Assuming that there were some simple fixes that would cure the problems, I set about adding those fixes in. Of course I was wrong about the simplicity of the fixes needed and spent much more time improving the performance and making hypermail robust in the incremental mode under heavy load.

At the time, I didn't discover any others who were working on hypermail so I just sat on those fixes. Now that I have discovered that others are still interested in hypermail, I'm trying to come up to speed on the latest version(s) and their features.
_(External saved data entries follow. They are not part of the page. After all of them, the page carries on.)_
Issue #18329, opened 2021-03-22
ECS service wait_for_steady_state doesn't work


laur1s:
### Community Note

* Please vote on this issue by adding a 👍 [reaction](https://blog.github.com/2016-03-10-add-reactions-to-pull-requests-issues-and-comments/) to the original issue to help the community and maintainers prioritize this request
* Please do not leave "+1" or other comments that do not add relevant new information or questions, they generate extra noise for issue followers and do not help prioritize the request
* If you are interested in working on this issue or have submitted a pull request, please leave a comment

### Terraform CLI and Terraform AWS Provider Version

Terraform v0.14.5
+ provider registry.terraform.io/hashicorp/archive v2.1.0
+ provider registry.terraform.io/hashicorp/aws v3.33.0

### Affected Resource(s)

aws_ecs_service

### Terraform Configuration Files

I see that there have been a number of useful enhancements to hypermail and am wondering about upgrading to a newer version but want to make sure that someone has already added in fixes to make the incremental mode robust and to make hypermail performant.

It's been quite a while since I last looked at what I did but a quick summary is:

added archive locking and a mechanism for allowing multiple spawned copies of hypermail to correctly update a hypermail archive while limiting the server resources used. Basically, if an archive was being updated, additional hypermail processes would queue their work and exit. An active hypermail process would exit only if there was no work to be done. [this fixed the incremental update race condition problems]
added an optional file that contained the summary info of the archive to avoid opening all the archive files during an update. [this removed a big performance hit on large archives]
fixed up the crossindexing of threads, etc. [more reliable indexing]
cleaned up the print.c routines. [rationalized these]
fixed lots of string handling errors in string.c [source of coredumps]
changed the addhash function and introduced a mail struct to avoid replicating each header string 4 times. [big saving on memory usage with large archives]
eliminated the on-the-fly sorting of messages by using qsort on the tables. [big performance enhancement for large archives]
fixed up the date routines which seemed to broken in a number of ways and the source of many core dumps. [fixed a lot of core dumps]
fixed lots of string handling errors in the parse.c routines. [fixed a lot of core dumps]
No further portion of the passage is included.